<–Remember Bubble Child Flax seed milk? Well, flax seed goo is when you don’t strain out the shells with a cheese cloth. So, it’s actually easier than milk, and works like magic.
The problem I have found with dairy-free pumpkin pies is that they are typically made with tofu. Lots of people not only have allergies to soy and soy products, but the hormone levels in eating too much soy and processing that goes into tofu is not exactly a walk in the park to put into your system.
“Vegan” is a word that scares most Western World eaters, myself included. I love meat. And I know what real pumpkin pie tastes like. However, vegan is really nice to avoid allergens like dairy and eggs. Since this is a vegan pie, I took this pie to the streets to test it out to all walks of digestive life. When I handed it to my culinary mentor, Chef Abigail Hitchcock, I prefaced it with, “Imagine you cannot eat dairy or gluten, and see how you like this pie.” She took one bite, and said, “Dairy, gluten, whatever… this is delicious!”
Enjoy this spookily good (and good for you) pumpkin pie tomorrow with your little ghouls for Halloween. Start soaking those flax seeds today, and you’ll be ready to bake up some magic later tonight or tomorrow. :)
2 tsp. xantham gum
1 tsp. sugar
1/4 tsp. sea salt
1/8 tsp. ground cinnamon
4 tbs. non hydrogenated shortening, chopped into 1/2” pieces
3 tbs. flax seed goo**
2-4 tbs. cold water
1 tsp. cinnamon
1/2 tsp. salt
1/4 tsp. ground cloves
1/8 tsp. nutmeg
1 1/4 cup pumpkin puree* (made fresh from real pumpkin recommended. See below.)
1 1/4 cup flax seed goo**
Prep time: 15 minutes (not including flax seed and pumpkin puree prep.
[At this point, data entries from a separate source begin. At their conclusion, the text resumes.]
PR #1540, opened 2025-05-02
git: worktree, Don't delete local untracked files when resetting work…

k-anshul:
…tree. Fixes https://github.com/go-git/go-git/issues/53

### DIFF
--- a/worktree.go
+++ b/worktree.go
@@ -309,14 +309,15 @@ func (w *Worktree) ResetSparsely(opts *ResetOptions, dirs []string) error {
 		return err
 	}
 
+	var removedFiles []string
 	if opts.Mode == MixedReset || opts.Mode == MergeReset || opts.Mode == HardReset {
-		if err := w.resetIndex(t, dirs, opts.Files); err != nil {
+		if removedFiles, err = w.resetIndex(t, dirs, opts.Files); err != nil {
 			return err
 		}
 	}
 
 	if opts.Mode == MergeReset || opts.Mode == HardReset {
-		if err := w.resetWorktree(t, opts.Files); err != nil {
+		if err := w.resetWorktree(t, removedFiles); err != nil {
 			return err
 		}
 	}
@@ -369,23 +370,24 @@ func (w *Worktree) Reset(opts *ResetOptions) error {
 	return w.ResetSparsely(opts, nil)
 }
 
-func (w *Worktree) resetIndex(t *object.Tree, dirs []string, files []string) error {
+func (w *Worktree) resetIndex(t *object.Tree, dirs []string, files []string) ([]string, error) {
 	idx, err := w.r.Storer.Index()
 	if err != nil {
-		return err
+		return nil, err
 	}
 
 	b := newIndexBuilder(idx)
 
 	changes, err := w.diffTreeWithStaging(t, true)
 	if err != nil {
-		return err
+		return nil, err
 	}
 
+	var removedFiles []string
 	for _, ch := range changes {
 		a, err := ch.Action()
 		if err != nil {
-			return err
+			return nil, err
 		}
 
 		var name string
@@ -396,7 +398,7 @@ func (w *Worktree) resetIndex(t *object.Tree, dirs []string, files []string) err
 			name = ch.To.String()
 			e, err = t.FindEntry(name)
 			if err != nil {
-				return err
+				return nil, err
 			}
 		case merkletrie.Delete:
 			name = ch.From.String()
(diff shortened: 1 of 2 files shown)


worktree.go
```diff
@@ -477,8 +485,13 @@ func (w *Worktree) resetWorktree(t *object.Tree, files []string) error {
 			}
 		}
 
-		if err := w.checkoutChange(ch, t, b); err != nil {
-			return err
+		// only checkout an untracked file if it is in the list of files
+		// a reset should leave untracked files alone
+		file := nameFromAction(&ch)
+		if status.File(file).Worktree != Untracked || inFiles(files, file) {
```
onee-only, line 491: Can we use `ch` instead of status? I think something like

```go
action, err := ch.Action()
if err != nil {
	return err
}

if action != merkletrie.Insert {
    // checkout the file
}
```

Would work since "Untracked" would mean that the file appears in worktree but not in staging.

For reference, `Status()` also works this way internally.

https://github.com/go-git/go-git/blob/93ed29d8f65c1f879d438a5370c212ffedfe5030/worktree_status.go#L93-L118

This way we can avoid re-doing computations that we already have done.

onee-only, line 491: Is there any specific reason that we check `inFiles` here? I think it is already done in block above.

k-anshul: Hey @onee-only  

Thanks for the reviews. I just realised that I don't need the check at all and I can directly do checkout. 
The `files` being passed is always going to just include the files which need changes and no other files.

k-anshul: Hey 

You were right actually. I just removed the complete condition.

UnseenBook:
I have been looking for a solution to the same problem. I have tried these changes and they work in most cases, but when checking out to a branch with the same commit, so no files change, it still deletes all untracked files (including files that are in the gitignore).
From brief manual testing I think it's because when no tracked files change the new list of `removedFiles` is empty, so it is not checked. If I understand correctly, the list of files passed to `resetWorktree` are supposed to be the only files that need to be reset in the worktree. (I have been trying to piece together the logic behind all this and find it very difficult to figure out why certain things are done the way they are. Not that there is anything wrong with that, just saying that I might be completely wrong.)
If my assumption is correct then the logic in `resetWorktree` has to change slightly. If the list of files passed to it is empty the for loop can be skipped, because there is no work to be done. I don't know if the whole function can be skipped, because there is also some index writing done, but I don't know if that needs to stay or not.
There might be other solutions, but from my brief testing this solved the issue of deleted untracked files. Tomorrow I will do some more testing.

k-anshul:
Hey @UnseenBook 

Thanks for looking into this and yes it does fail when reseting on to same commit. I am also discovering some more edge cases. I will take a look at it later again.

k-anshul:
> @k-anshul I have created a PR to your branch with changes that I believe are what we need to solve this issue. I realized that a hard reset does need to remove untracked and ignored files. So I made it only skip `resetWorktree` if the removedFiles slice is empty AND when mode is set to MergeReset, so that HardReset still uses the list of files provided in the ResetOptions.
> 
> The tests run successfully with this change. I hope this helps.

Sounds good @UnseenBook. Just merged your changes in my PR. Thanks for looking into this.

UnseenBook:
Thanks @k-anshul !
What do you expect there is left to fully fix this issue? You mentioned you encountered more edge cases, might they be fixed with my changes, or are they very different? I would love to help :)

k-anshul:
> Thanks @k-anshul ! What do you expect there is left to fully fix this issue? You mentioned you encountered more edge cases, might they be fixed with my changes, or are they very different? I would love to help :)

I could not reproduce the issues after your fix :)

jacksoncalvert:
@k-anshul  can you adjust the commit message to get this merged please?

k-anshul:
> @k-anshul can you adjust the commit message to get this merged please?

Done @jacksoncalvert

jacksoncalvert:
@onee-only  we are seeing this problem in multiple instances. can we get this merged please

jacksoncalvert:
@pjbgf Hi Paulo, can we please get this merged in. My team is using this package and this issue is hugely blocking for some of our tasks. 

Cheers

UnseenBook:
If it's desired to have a test for this fix, I created a PR to add one: https://github.com/rilldata/go-git/pull/4

@k-anshul If you merge the PR by using the rebase option, it should not create a merge commit that would fail the commit message check.

pjbgf (approved):
@k-anshul thanks for working on this. :bow:

Ch00k:
Is there any chance this change could be incorporated in one of the upcoming v5.x.x releases?

pjbgf:
@Ch00k feel free to create a [back-port](https://github.com/go-git/go-git/pull/1564/changes/aa09c632f192bba78b2e37526ffee00070269845) targeting the v5 release branch and tagging me for a review.

PR #1555, opened 2025-05-28
git: remote, Add remote ref not found error, Fixes #1480

### LINKED ISSUE #1480: Missing error variable for "couldn't find remote ref"
If you perform a fetch and the refspecs don't match, the error that is returned contains the string "couldn't find remote ref". There is currently no built-in error to match it against so instead this workaround is required:

```go
if !strings.Contains(err.Error(), "couldn't find remote ref")
```

Perhaps this is because the error originates from the HTTP layer rather than the library itself, but it would be nice to capture this internally and pass on a matchable error so that the above snippet can be replaced with:

```go
if err != git.ErrRemoteRefNotFound
```

CLBRITTON2:


CLBRITTON2:
Targeted wrong branch - Close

See below for instructions.) + 4 hours for the flax seeds to soak and become “goo”**
Cook time: 50-65 minutes
Yields one pie of deliciousness.
- Prepare crust: in large bowl, mix flour, xantham gum, sugar, sea salt, and cinnamon with a fork until combined. Using two knives in a criss-cross cutting motion, incorporate shortening until pea-size pebbles of dough form. Repeat with 3 tbs. flax seed goo. Knead with hands, and add 2 tbs. cold water (more by the tablespoon if you need) until the dough is supple, but not sticky. Continue kneading until dough is consistent, and cohesive, then form into a ball.
- Roll ‘er out! Line a flat surface with parchment paper (or plastic wrap), place dough ball in center, and top with another sheet of lining. Using a rolling pin (or a wine bottle), and roll out to a little less than 1/4” thick, and about 14” in diameter. (You want it to be enough to cover the base of your pie dish.) Remove top sheet of paper, and flip onto greased and floured pie dish. Break away extra dough from the edges, and use to patch any gaps. Pinch around the edges of the dough, using your first three fingers, to make it pretty. Store in the fridge until filling is ready.
- Pre-heat oven to 425 degrees Fahrenheit.
- Prepare filling: In a small bowl, combine sugar, cinnamon, salt, cloves, and nutmeg. Set aside. In large bowl, combine pumpkin puree and flax seed goo until well-blended. Gradually stir in sugar and spices until completely incorporated.
- Remove pie shell from the fridge, pour in the filling, and pop in the oven for 15 minutes at 425 degrees. Reduce heat to 350 degrees, and bake for another 40-50 minutes, or until the center starts to bubble.
- Remove from oven, cool to room temperature, and refrigerate until ready to serve***.
*Pumpkin Puree Recipe: To make pumpkin puree out of a fresh pumpkin, simply cut off the top of the pumpkin, slice in half, scoop out the seeds, and then cut into quarters. Bake on an ungreased baking sheet, skin-side-down, at 350 degrees Fahrenheit for about 50-75 minutes, or until they are soft and the skin peels off easily. Let cool to touch, then peel off skins. In a blender, or using a handheld mixer, puree until completely smooth.
**Flax Seed Goo: Can be made in advance. Soak 1/2 cup flax seeds in 1 1/2 cups filtered water for 4 hours, or for up to 12 hours in the refrigerator. Puree in either a blender or using a handheld mixer. That’s it.
***If you’re hankering for some whipped topping, that is dairy and soy-free, check out the rice whip options at health food stores. You can also use marshmallow cream.